PR #147, opened 2019-01-13
WS-Addressing reader

caspermeijn:
This pull request adds support for reading WS-Addressing headers for incoming messages. The WS-Addressing headers are placed in KDSoapMessageAddressingProperties, so that the application can use them easily.

It also has a patch for the WS-Addressing writer which doesn't requires destination and source as the [spec](https://www.w3.org/TR/2006/REC-ws-addr-core-20060509/) says they are optional.


dfaure-kdab:
Very nice. All that's missing is an entry in doc/CHANGES_1_8.txt :-)
I'll add it after merging this.

PR #180, opened 2019-08-16
fix spec compliance

apachelogger:
as per https://www.w3.org/Submission/ws-addressing/ the only well-known
uri in 2004/08 was anonymous and it has a role prefix. from the
implicit reading I can find on earlier versions the same applies to them.
    
so, when constructing the well-known URIs inject a role prefix when
dealing with specs up to 2004/08 and raise a warning when attempting to
use anything but anonymous

### DIFF
--- a/src/KDSoapClient/KDSoapMessageAddressingProperties.cpp
+++ b/src/KDSoapClient/KDSoapMessageAddressingProperties.cpp
@@ -217,20 +217,41 @@ KDSoapMessageAddressingProperties::~KDSoapMessageAddressingProperties()
 
 QString KDSoapMessageAddressingProperties::predefinedAddressToString(KDSoapMessageAddressingProperties::KDSoapAddressingPredefinedAddress address, KDSoapAddressingNamespace addressingNamespace)
 {
-    const QString addressingNS = addressingNamespaceToString(addressingNamespace);
+    QString prefix = addressingNamespaceToString(addressingNamespace);
+    switch (addressingNamespace) {
+    case Addressing200303:
+    case Addressing200403:
+    case Addressing200408: {
+        switch (address) {
+        case Anonymous:
+            prefix += QLatin1String("/role");
+            break;
+        case Unspecified:
+            prefix += QLatin1String("/id");
+            break;
+        default:
+            qWarning("Anything but Anonymous or Unspecified has no meaning in ws-addressing 2004/08 and earlier");
+            return QString();
+        }
+        break;
+    }
+    default:
+        break;
+    }
+
     switch (address) {
     case Anonymous:
-        return addressingNS + QLatin1String("/anonymous");
+        return prefix + QLatin1String("/anonymous");
     case None:
-        return addressingNS + QLatin1String("/none");
+        return prefix + QLatin1String("/none");
     case Reply:
-        return addressingNS + QLatin1String("/reply");
+        return prefix + QLatin1String("/reply");
     case Unspecified:
-        return addressingNS + QLatin1String("/unspecified");
-    default:
-        Q_ASSERT(false); // should never happen
-        return QString();
+        return prefix + QLatin1String("/unspecified");
     }
+
+    Q_ASSERT(false); // should never happen
+    return QString();
 }
 
 bool KDSoapMessageAddressingProperties::isWSAddressingNamespace(const QString &namespaceUri)
@@ -296,7 +317,19 @@ void KDSoapMessageAddressingProperties::writeMessageAddressingProperties(KDSoapN
     Q_UNUSED(messageNamespace);
     Q_UNUSED(forceQualified);
 
-    if (d->destination == predefinedAddressToString(None, d->addressingNamespace)) {
+    bool supportsNoneAddressing = false;
+    switch (d->addressingNamespace) {
+    case Addressing200303:
+    case Addressing200403:
+    case Addressing200408:
+        supportsNoneAddressing = false;
+        break;
+    case Addressing200508:
+        supportsNoneAddressing = true;
+        break;
+    }
+
+    if (supportsNoneAddressing && d->destination == predefinedAddressToString(None, d->addressingNamespace)) {
         return;
     }
 
--- a/unittests/ws_addressing_support/wsaddressingtest.cpp
+++ b/unittests/ws_addressing_support/wsaddressingtest.cpp
@@ -53,9 +53,15 @@ private Q_SLOTS:
 
         QString unspecified = KDSoapMessageAddressingProperties::predefinedAddressToString(KDSoapMessageAddressingProperties::Unspecified);
         QCOMPARE(unspecified, QString("http://www.w3.org/2005/08/addressing/unspecified"));
-        
-        QString none200303 = KDSoapMessageAddressingProperties::predefinedAddressToString(KDSoapMessageAddressingProperties::None, KDSoapMessageAddressingProperties::Addressing200303);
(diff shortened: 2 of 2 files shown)


src/KDSoapClient/KDSoapMessageAddressingProperties.cpp
```diff
@@ -217,16 +217,34 @@ KDSoapMessageAddressingProperties::~KDSoapMessageAddressingProperties()
...
+    QString prefix = addressingNamespaceToString(addressingNamespace);
+    // Up to and including the 2004/08 spec the well-known URIs have a /role/
+    // folder in their path and furthermore only /anonymous is actually
+    // well-known.
+    switch (addressingNamespace) {
+    case Addressing200303:
+    case Addressing200403:
+    case Addressing200408: {
+        prefix += QLatin1String("/role");
+        if (!address == Anonymous) {
```
dfaure-kdab: Err, did you mean `if (address != Anonymous)` ?

apachelogger: Oh my, yes. Fixed

apachelogger:
@dfaure btw, do you have an opinion WRT adding a Q_ASSERT(false) to the Anonymous condition? At first that looked like a good idea but then testing would be problematic so I opted not to assert anything.

src/KDSoapClient/KDSoapMessageAddressingProperties.cpp
```diff
@@ -217,16 +217,34 @@ KDSoapMessageAddressingProperties::~KDSoapMessageAddressingProperties()
...
+    // Up to and including the 2004/08 spec the well-known URIs have a /role/
+    // folder in their path and furthermore only /anonymous is actually
+    // well-known.
+    switch (addressingNamespace) {
+    case Addressing200303:
+    case Addressing200403:
+    case Addressing200408: {
+        prefix += QLatin1String("/role");
+        if (address != Anonymous) {
+            qWarning("Anything but Anonymous has no meaning in ws-addressing 2004/08");
```
caspermeijn: As noted in https://github.com/caspermeijn/KDSoap/pull/1:
I think that a assert would be better. This is more explicit during development. For example:
Q_ASSERT(false); // should never happen

caspermeijn: This warning mentions 2004/08, but is also valid for the other versions.

src/KDSoapClient/KDSoapMessageAddressingProperties.cpp
```diff
@@ -217,16 +217,34 @@ KDSoapMessageAddressingProperties::~KDSoapMessageAddressingProperties()
...
+    QString prefix = addressingNamespaceToString(addressingNamespace);
+    // Up to and including the 2004/08 spec the well-known URIs have a /role/
+    // folder in their path and furthermore only /anonymous is actually
+    // well-known.
+    switch (addressingNamespace) {
+    case Addressing200303:
+    case Addressing200403:
+    case Addressing200408: {
+        prefix += QLatin1String("/role");
+        if (address != Anonymous) {
```
caspermeijn: There appears to be a `http://schemas.xmlsoap.org/ws/2004/08/addressing/id/unspecified` in the spec. So I assume this should be added as well.

src/KDSoapClient/KDSoapMessageAddressingProperties.cpp
```diff
@@ -217,16 +217,34 @@ KDSoapMessageAddressingProperties::~KDSoapMessageAddressingProperties()
...
+        break;
+    }
+
     switch (address) {
     case Anonymous:
-        return addressingNS + QLatin1String("/anonymous");
+        return prefix + QLatin1String("/anonymous");
     case None:
-        return addressingNS + QLatin1String("/none");
+        return prefix + QLatin1String("/none");
```
caspermeijn: `writeMessageAddressingProperties` uses None. So I assume this will not work properly for the older specs. (If the Q_ASSERT is added, then the unit test should show that :-)

src/KDSoapClient/KDSoapMessageAddressingProperties.cpp
apachelogger: asserts now

src/KDSoapClient/KDSoapMessageAddressingProperties.cpp
apachelogger: unspecified is now also covered and has a test case

src/KDSoapClient/KDSoapMessageAddressingProperties.cpp
apachelogger: writeMessageAddressingProperties now has a guard

src/KDSoapClient/KDSoapMessageAddressingProperties.cpp
```diff
@@ -217,20 +217,44 @@ KDSoapMessageAddressingProperties::~KDSoapMessageAddressingProperties()
 
 QString KDSoapMessageAddressingProperties::predefinedAddressToString(KDSoapMessageAddressingProperties::KDSoapAddressingPredefinedAddress address, KDSoapAddressingNamespace addressingNamespace)
 {
-    const QString addressingNS = addressingNamespaceToString(addressingNamespace);
+    QString prefix = addressingNamespaceToString(addressingNamespace);
+    // Up to and including the 2004/08 spec the well-known URIs have a /role/
+    // folder in their path and furthermore only /anonymous is actually
+    // well-known.
```
caspermeijn: This comment doesn't match the code anymore. Maybe the comment is not needed, as it describes the code below.

src/KDSoapClient/KDSoapMessageAddressingProperties.cpp
```diff
@@ -296,7 +320,19 @@ void KDSoapMessageAddressingProperties::writeMessageAddressingProperties(KDSoapN
...
+    switch (d->addressingNamespace) {
+    case Addressing200303:
+    case Addressing200403:
+    case Addressing200408:
+        supportsNoneAddressing = false;
+        break;
+    case Addressing200508:
+        supportsNoneAddressing = true;
+        break;
+    }
```
caspermeijn: Would it make sense to just check for Addressing200508 in a if statement?

src/KDSoapClient/KDSoapMessageAddressingProperties.cpp
caspermeijn: Great!

dfaure-kdab:
> @dfaure-kdab btw, do you have an opinion WRT adding a Q_ASSERT(false) to the Anonymous condition? At first that looked like a good idea but then testing would be problematic so I opted not to assert anything.

Asserts prevent writing unittests for these conditions. So it might be better to not assert.
(Not to mention the risk that this gets triggered on data outside the control of the developer, such as server replies, or broken XSD/WSDL files)

src/KDSoapClient/KDSoapMessageAddressingProperties.cpp
apachelogger: I dislike if statements for enums with a fierce passion. More so in this case because it is in fact >= 200508, or at the very least it needs looking at for possible future versions so the compiler complaining about the incomplete switch-case is much desired here.

apachelogger:
All comments should be dealt with now. I've also switched back to no assert and added back the test case for the bad-value-for-version scenario.

caspermeijn:
Looks good to me

apachelogger:
ping

apachelogger:
actually in #193 for reasons...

■ ■ ■

#### WHAT YOU ARE ASKED TO DO
The answer must consist of every line from the listing above that includes the word "looked".

#### SOLUTION TO THIS EXERCISE
@dfaure btw, do you have an opinion WRT adding a Q_ASSERT(false) to the Anonymous condition? At first that looked like a good idea but then testing would be problematic so I opted not to assert anything.
> @dfaure-kdab btw, do you have an opinion WRT adding a Q_ASSERT(false) to the Anonymous condition? At first that looked like a good idea but then testing would be problematic so I opted not to assert anything.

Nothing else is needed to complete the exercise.